- Opening Delimiter -
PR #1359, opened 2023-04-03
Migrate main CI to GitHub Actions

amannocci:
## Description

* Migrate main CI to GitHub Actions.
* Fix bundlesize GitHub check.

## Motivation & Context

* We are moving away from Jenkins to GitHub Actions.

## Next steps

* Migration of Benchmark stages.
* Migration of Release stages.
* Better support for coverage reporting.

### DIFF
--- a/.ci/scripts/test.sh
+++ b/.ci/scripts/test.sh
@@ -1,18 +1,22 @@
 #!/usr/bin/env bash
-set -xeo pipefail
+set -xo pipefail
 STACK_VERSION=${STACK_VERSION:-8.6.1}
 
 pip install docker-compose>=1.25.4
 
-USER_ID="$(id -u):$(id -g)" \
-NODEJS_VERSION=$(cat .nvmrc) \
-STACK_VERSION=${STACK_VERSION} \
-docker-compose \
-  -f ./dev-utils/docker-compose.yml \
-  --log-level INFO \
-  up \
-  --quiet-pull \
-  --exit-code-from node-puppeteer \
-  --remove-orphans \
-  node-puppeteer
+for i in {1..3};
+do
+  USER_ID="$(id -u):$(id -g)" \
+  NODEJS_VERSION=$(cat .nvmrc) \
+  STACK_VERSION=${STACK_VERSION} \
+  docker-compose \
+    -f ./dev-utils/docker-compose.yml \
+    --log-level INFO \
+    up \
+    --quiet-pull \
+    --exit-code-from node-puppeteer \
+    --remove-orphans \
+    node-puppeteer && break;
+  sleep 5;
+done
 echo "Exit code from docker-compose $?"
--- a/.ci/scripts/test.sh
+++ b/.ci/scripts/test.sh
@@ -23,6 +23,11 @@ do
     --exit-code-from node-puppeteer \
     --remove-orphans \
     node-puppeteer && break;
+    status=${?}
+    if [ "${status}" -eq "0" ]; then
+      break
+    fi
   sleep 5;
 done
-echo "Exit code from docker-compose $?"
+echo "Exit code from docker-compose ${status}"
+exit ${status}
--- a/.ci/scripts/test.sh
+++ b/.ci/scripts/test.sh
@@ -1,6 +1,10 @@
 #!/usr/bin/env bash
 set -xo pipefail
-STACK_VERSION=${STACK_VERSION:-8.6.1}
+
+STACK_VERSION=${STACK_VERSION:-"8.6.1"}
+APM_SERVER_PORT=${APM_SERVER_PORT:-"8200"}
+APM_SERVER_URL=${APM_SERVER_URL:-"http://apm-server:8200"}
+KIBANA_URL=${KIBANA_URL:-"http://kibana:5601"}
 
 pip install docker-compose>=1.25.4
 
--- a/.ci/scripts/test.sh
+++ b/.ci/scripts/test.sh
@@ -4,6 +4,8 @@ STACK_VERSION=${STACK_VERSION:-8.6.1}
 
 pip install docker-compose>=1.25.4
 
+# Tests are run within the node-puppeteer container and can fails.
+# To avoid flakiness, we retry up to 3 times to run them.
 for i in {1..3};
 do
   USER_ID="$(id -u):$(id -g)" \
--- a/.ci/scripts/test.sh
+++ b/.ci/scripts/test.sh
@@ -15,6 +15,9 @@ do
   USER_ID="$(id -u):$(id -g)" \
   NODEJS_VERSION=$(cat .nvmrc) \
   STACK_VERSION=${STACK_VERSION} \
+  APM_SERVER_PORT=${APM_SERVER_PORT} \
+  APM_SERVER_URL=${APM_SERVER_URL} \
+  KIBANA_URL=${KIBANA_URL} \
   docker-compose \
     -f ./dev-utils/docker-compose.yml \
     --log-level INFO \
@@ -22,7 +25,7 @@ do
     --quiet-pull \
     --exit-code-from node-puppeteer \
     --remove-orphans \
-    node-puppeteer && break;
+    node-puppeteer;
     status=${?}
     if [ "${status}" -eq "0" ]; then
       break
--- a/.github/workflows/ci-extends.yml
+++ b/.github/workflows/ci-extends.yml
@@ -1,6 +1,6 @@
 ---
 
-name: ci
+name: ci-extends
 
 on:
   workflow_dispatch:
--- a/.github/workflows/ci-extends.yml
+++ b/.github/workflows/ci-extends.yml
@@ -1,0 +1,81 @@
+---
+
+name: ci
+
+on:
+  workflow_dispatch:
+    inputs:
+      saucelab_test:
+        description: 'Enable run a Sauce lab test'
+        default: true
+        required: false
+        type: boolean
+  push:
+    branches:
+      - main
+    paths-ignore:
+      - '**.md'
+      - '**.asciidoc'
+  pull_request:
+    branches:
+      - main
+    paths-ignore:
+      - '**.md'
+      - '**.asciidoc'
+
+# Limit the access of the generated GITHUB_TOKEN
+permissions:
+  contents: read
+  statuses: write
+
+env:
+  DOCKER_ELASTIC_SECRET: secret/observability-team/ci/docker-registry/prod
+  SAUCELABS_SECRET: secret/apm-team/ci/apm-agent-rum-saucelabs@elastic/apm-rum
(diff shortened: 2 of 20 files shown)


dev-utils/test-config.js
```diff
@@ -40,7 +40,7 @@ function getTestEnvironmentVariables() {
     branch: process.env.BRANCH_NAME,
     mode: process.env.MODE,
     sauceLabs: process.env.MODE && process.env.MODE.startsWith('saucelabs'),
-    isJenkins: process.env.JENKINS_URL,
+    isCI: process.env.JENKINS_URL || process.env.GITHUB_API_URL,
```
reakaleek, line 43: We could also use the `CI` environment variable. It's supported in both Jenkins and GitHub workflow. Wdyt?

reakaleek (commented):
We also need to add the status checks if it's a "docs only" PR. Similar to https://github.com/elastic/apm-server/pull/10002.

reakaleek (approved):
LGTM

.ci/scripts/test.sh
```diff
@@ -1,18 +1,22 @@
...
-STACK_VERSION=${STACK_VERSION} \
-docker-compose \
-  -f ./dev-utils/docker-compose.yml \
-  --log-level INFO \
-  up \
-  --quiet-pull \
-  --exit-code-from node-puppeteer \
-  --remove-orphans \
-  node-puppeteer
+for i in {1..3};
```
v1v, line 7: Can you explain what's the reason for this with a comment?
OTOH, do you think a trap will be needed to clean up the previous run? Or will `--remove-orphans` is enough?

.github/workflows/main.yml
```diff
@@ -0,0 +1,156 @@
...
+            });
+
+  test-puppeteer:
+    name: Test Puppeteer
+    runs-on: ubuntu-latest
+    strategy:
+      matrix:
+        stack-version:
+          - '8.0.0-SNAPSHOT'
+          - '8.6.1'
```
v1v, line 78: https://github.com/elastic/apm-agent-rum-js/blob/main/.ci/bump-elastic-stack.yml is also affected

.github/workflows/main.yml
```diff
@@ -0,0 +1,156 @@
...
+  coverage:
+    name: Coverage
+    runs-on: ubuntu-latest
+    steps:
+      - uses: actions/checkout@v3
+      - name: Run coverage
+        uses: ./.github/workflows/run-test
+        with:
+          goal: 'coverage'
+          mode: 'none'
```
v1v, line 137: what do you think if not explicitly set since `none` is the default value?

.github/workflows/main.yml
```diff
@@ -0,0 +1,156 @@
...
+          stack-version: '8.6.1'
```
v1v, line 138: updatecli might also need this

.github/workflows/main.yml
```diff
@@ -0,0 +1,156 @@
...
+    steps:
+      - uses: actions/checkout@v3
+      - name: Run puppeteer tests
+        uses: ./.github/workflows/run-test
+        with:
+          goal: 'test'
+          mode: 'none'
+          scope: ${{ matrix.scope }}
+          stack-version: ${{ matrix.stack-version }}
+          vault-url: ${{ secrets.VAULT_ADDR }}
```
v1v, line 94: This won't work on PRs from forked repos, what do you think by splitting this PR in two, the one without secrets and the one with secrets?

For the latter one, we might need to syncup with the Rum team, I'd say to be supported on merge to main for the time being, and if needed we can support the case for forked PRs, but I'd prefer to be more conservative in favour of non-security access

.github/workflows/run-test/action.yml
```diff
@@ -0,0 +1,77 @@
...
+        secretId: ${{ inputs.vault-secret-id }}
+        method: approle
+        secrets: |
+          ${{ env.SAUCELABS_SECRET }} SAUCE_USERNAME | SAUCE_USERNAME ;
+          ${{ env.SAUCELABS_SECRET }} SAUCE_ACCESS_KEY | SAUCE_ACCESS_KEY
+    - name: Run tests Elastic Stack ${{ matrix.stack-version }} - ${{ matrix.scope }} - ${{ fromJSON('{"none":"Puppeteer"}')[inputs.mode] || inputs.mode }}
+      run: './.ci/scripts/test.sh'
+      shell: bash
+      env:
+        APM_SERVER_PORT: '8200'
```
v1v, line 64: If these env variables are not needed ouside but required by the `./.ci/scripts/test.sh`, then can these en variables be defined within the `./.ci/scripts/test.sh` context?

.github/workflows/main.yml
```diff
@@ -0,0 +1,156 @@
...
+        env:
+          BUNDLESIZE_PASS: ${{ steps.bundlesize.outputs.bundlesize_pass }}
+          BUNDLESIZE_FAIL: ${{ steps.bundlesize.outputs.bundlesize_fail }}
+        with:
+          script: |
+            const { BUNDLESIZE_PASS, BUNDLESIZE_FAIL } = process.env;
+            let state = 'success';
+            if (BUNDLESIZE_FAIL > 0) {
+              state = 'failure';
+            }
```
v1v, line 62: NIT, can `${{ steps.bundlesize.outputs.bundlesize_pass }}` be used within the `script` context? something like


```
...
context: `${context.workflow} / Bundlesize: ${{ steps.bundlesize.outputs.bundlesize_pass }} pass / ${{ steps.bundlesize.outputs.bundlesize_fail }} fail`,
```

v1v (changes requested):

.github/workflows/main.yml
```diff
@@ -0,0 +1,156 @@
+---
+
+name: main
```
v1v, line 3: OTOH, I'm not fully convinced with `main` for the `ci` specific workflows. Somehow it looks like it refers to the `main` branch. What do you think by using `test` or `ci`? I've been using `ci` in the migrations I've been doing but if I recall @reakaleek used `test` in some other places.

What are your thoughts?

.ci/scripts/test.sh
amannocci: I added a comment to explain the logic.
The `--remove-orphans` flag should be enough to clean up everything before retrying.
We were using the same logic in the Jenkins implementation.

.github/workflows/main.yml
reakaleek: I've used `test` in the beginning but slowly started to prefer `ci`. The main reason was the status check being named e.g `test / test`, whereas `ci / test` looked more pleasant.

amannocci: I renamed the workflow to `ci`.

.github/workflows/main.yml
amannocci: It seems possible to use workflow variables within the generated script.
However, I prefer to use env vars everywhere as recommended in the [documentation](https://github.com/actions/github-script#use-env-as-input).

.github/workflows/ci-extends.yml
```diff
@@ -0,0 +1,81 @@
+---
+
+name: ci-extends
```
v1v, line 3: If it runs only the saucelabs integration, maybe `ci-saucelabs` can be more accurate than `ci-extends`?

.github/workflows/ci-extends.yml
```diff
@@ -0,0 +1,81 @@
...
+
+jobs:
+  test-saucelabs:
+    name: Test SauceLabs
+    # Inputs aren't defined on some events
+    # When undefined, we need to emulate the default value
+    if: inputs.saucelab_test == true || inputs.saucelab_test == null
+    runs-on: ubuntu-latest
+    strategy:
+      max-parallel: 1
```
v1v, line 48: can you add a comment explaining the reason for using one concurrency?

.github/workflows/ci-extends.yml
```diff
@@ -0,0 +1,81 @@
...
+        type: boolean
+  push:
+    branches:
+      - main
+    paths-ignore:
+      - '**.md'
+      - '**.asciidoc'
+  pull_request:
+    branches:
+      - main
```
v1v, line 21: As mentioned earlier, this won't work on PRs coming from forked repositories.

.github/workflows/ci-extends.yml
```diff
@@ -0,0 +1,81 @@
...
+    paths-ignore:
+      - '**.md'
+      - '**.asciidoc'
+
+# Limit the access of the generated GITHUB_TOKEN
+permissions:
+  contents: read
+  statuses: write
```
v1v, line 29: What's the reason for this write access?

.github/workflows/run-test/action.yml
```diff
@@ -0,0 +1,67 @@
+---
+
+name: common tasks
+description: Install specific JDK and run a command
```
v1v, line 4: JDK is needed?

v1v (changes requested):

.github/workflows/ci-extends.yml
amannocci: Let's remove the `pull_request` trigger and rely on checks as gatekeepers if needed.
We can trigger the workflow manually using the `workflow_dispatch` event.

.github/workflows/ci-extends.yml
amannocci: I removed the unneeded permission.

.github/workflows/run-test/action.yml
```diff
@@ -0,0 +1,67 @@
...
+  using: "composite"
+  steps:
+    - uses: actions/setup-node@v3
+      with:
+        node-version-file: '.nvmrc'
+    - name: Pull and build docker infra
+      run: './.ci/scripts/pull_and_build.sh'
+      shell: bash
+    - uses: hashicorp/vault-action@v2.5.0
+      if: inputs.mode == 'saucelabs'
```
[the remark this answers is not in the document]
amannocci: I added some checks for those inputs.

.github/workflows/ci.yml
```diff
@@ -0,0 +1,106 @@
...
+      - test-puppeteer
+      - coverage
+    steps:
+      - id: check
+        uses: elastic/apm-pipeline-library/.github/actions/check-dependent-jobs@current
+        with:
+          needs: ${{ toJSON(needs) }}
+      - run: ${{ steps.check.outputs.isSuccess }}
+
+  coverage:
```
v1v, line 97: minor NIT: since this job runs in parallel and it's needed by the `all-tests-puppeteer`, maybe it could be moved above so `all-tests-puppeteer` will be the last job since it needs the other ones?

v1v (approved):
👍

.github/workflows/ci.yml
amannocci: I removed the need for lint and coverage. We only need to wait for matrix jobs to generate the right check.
- Closing Delimiter -
▸ **Aim of the exercise**
Pull every line containing "enough" from the material above.

▸ **Result**
OTOH, do you think a trap will be needed to clean up the previous run? Or will `--remove-orphans` is enough?
The `--remove-orphans` flag should be enough to clean up everything before retrying.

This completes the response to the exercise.